• [Description of the task] Your answer is the lines below, exactly, from the one that contains "Issue #1769, opened 2021-01-18" through the one that contains "## How to Reproduce the Problem", both included.

• [Provided entries]
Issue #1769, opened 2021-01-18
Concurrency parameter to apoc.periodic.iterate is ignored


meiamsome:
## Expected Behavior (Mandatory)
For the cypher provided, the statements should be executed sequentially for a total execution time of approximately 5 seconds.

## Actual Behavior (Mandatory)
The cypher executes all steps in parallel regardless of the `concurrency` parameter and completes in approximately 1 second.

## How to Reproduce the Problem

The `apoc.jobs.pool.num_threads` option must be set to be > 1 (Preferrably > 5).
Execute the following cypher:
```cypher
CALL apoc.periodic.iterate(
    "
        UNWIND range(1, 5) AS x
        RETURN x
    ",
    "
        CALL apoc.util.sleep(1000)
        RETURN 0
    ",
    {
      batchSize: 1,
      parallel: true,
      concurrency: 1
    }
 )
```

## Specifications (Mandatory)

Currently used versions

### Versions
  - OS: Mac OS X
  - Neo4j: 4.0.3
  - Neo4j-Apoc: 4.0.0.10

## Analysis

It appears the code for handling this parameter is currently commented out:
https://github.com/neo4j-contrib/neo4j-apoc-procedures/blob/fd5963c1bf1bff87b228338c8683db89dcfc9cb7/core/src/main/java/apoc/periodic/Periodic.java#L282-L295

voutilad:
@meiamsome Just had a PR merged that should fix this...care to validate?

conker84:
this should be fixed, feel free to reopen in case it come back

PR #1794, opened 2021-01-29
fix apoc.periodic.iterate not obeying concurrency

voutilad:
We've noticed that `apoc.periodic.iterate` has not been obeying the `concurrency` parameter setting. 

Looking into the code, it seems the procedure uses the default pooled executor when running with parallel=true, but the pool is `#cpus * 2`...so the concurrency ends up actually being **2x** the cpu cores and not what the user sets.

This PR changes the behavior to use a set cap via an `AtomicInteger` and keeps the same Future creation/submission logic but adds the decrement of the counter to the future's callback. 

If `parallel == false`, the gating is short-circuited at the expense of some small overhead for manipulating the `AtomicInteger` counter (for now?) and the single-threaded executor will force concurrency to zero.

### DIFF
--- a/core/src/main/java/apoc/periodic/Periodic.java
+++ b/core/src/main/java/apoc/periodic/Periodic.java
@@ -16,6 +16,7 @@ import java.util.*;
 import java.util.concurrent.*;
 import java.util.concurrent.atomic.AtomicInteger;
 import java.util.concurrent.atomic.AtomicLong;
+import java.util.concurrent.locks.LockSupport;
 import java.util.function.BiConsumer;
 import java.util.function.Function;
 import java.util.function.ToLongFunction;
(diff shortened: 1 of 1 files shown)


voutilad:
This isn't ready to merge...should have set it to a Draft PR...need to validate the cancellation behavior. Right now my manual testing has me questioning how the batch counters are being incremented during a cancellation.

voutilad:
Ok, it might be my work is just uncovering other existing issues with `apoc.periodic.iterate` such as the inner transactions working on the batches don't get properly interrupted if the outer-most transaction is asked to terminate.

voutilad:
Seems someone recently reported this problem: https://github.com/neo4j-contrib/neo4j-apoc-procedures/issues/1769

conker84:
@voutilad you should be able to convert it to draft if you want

---

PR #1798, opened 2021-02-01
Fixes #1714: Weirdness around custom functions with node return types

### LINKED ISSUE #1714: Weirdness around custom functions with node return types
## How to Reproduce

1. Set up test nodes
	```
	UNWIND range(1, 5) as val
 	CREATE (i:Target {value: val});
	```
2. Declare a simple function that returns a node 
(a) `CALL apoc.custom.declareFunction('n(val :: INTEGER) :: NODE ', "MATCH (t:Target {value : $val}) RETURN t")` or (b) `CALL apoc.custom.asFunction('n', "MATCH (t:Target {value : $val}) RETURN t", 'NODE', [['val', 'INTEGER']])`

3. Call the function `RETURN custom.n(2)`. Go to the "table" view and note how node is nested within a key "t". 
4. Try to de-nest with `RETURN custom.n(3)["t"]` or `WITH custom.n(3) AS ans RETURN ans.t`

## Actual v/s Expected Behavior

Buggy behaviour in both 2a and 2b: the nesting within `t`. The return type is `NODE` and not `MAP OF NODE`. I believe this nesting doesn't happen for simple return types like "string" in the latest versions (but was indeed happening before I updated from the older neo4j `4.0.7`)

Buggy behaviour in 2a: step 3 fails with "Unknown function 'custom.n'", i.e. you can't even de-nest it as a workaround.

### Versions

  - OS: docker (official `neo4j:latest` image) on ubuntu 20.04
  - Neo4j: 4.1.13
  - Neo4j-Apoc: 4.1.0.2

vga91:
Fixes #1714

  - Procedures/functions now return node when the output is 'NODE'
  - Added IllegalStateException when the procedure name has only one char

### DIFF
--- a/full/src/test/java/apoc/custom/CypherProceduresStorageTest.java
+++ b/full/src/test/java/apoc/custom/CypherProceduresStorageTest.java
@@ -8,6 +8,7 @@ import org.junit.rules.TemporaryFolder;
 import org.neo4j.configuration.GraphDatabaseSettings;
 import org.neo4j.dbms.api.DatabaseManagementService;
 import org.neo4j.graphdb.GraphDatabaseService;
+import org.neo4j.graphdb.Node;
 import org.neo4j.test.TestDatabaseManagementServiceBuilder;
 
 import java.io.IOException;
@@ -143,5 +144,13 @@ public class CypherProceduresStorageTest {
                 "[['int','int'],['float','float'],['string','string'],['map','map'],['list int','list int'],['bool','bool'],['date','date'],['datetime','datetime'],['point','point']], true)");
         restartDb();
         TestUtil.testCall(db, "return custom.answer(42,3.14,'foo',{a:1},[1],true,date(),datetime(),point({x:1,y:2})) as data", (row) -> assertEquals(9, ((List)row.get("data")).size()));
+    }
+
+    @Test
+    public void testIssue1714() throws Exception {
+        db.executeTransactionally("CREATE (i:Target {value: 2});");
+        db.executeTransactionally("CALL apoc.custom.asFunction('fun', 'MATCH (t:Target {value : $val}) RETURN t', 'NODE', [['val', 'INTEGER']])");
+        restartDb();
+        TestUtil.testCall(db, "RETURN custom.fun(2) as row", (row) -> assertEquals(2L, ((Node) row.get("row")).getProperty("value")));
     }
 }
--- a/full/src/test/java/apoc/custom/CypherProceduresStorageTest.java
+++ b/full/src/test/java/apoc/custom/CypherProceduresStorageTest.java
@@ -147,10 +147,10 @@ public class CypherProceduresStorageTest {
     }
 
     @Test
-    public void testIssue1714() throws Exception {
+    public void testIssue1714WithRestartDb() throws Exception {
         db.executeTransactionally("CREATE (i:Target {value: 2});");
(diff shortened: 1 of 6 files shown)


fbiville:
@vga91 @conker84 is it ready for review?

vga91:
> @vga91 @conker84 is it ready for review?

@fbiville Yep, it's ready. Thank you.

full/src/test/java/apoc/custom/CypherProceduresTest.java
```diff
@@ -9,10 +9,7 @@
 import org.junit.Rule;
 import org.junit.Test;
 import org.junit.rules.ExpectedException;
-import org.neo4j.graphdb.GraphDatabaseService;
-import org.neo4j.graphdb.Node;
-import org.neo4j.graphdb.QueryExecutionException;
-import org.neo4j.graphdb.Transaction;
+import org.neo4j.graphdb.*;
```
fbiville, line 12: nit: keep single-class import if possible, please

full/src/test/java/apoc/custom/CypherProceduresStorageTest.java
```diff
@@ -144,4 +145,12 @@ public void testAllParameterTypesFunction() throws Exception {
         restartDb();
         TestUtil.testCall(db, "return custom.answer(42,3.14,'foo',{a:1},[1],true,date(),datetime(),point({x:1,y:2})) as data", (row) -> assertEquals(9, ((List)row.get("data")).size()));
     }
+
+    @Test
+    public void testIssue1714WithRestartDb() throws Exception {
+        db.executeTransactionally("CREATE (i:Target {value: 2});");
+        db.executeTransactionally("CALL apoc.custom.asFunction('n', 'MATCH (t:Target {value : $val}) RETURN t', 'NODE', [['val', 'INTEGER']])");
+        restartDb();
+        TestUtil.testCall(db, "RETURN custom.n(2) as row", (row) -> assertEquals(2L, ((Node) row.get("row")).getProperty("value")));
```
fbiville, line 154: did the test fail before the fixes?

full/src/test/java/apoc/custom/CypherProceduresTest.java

...

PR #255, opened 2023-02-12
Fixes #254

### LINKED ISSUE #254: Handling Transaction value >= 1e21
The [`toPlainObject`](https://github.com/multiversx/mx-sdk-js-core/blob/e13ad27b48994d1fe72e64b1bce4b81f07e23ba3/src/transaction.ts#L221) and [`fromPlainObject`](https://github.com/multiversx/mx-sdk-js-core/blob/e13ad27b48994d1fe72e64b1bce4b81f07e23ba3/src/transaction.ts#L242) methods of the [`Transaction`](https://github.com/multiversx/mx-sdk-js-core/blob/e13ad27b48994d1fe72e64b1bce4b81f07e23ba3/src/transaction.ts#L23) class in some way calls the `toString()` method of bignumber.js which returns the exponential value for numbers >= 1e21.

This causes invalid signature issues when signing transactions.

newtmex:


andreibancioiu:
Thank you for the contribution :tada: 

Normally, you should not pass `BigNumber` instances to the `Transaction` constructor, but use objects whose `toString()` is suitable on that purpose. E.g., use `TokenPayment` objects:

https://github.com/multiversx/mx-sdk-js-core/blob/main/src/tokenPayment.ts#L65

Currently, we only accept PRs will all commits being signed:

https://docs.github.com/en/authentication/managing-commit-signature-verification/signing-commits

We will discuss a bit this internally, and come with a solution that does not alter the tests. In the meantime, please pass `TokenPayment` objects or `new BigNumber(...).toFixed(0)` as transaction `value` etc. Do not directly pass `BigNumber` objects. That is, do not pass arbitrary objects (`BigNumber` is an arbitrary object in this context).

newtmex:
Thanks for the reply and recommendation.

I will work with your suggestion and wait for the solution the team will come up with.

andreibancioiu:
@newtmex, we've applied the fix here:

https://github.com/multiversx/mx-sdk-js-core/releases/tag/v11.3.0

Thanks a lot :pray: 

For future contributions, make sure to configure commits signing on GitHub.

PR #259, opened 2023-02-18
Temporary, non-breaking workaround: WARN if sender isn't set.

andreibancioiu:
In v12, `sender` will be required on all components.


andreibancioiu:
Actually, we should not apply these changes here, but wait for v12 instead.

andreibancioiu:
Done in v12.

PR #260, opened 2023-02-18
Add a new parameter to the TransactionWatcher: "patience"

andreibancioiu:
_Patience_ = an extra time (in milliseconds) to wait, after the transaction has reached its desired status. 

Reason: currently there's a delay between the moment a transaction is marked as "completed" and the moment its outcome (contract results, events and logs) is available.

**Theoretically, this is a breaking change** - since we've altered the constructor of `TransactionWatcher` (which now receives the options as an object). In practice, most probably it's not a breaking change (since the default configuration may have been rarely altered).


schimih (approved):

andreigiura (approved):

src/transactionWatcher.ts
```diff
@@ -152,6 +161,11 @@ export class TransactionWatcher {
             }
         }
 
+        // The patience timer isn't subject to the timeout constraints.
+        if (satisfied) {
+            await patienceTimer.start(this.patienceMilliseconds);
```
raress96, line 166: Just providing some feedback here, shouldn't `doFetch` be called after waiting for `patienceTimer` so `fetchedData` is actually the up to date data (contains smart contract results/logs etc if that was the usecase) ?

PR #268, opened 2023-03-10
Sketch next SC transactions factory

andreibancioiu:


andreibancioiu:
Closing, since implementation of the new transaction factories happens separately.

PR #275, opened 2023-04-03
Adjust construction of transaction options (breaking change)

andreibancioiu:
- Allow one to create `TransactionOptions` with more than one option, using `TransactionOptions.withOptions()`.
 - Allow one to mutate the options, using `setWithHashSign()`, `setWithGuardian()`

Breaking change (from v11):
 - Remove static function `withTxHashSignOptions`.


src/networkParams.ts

• [Solution to this problem]
Issue #1769, opened 2021-01-18
Concurrency parameter to apoc.periodic.iterate is ignored


meiamsome:
## Expected Behavior (Mandatory)
For the cypher provided, the statements should be executed sequentially for a total execution time of approximately 5 seconds.

## Actual Behavior (Mandatory)
The cypher executes all steps in parallel regardless of the `concurrency` parameter and completes in approximately 1 second.

## How to Reproduce the Problem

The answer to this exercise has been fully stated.